:: YOUR INSTRUCTIONS ::
Where in the data below does the word "work" appear? Copy every line that has it.

:: EXCERPTED DATA ::
*-*-*

PR #989, opened 2026-02-15
Fix help option in native mode

### LINKED ISSUE #983: Option --help does not work in native mode
Guava’s ClassPath (used in `OptionInfo`) does not work reliably in native images so we might need a different solution than the current one.

hernanponcedeleon:
Fixes #983.

As a side-effect: now the outcome is immediate, while in the past it took a few seconds to collect all classes.

### DIFF
--- a/dartagnan/src/main/java/com/dat3m/dartagnan/configuration/OptionInfo.java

*-*-*

:: WRITTEN SOLUTION ::
### LINKED ISSUE #983: Option --help does not work in native mode
Guava’s ClassPath (used in `OptionInfo`) does not work reliably in native images so we might need a different solution than the current one.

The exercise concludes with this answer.